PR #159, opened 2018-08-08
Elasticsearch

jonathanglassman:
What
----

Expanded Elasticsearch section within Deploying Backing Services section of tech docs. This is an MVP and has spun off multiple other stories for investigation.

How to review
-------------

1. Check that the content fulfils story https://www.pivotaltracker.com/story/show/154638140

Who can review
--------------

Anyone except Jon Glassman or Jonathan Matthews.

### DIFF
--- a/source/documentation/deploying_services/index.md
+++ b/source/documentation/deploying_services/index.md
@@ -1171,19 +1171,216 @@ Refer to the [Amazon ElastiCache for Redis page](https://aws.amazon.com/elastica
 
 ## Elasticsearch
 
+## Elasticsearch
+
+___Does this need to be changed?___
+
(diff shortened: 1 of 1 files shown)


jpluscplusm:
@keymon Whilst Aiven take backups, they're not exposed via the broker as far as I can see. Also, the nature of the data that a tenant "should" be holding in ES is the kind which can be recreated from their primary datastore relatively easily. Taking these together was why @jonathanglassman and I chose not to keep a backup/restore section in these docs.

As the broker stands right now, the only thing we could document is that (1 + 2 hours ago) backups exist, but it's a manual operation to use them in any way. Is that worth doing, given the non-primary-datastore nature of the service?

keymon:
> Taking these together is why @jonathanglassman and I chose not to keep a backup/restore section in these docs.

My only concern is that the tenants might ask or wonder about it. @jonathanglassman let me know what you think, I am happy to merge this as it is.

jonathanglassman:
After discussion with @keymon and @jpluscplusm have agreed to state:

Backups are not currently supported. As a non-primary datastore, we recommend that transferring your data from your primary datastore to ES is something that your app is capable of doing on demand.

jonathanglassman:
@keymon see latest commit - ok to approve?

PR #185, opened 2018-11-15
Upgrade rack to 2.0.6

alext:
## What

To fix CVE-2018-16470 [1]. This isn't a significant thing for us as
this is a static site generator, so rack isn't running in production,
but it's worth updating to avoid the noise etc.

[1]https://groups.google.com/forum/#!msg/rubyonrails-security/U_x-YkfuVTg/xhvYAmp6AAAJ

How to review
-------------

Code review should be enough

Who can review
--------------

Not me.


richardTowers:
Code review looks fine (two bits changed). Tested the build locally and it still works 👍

**Problem description:** Determine the number of lines in the data above that hold "jpluscplusm", and reply with that number alone.

**The answer:** 2